PR #1401, opened 2023-12-01
Avoid deprecation warnings when calling template functions

AbdiTolesa:
Fix https://github.com/Strategy11/formidable-pro/issues/4478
—————
## Task objective
Every line above must be repeated exactly as it appears.

## Answer space
PR #1401, opened 2023-12-01
Avoid deprecation warnings when calling template functions

AbdiTolesa:
Fix https://github.com/Strategy11/formidable-pro/issues/4478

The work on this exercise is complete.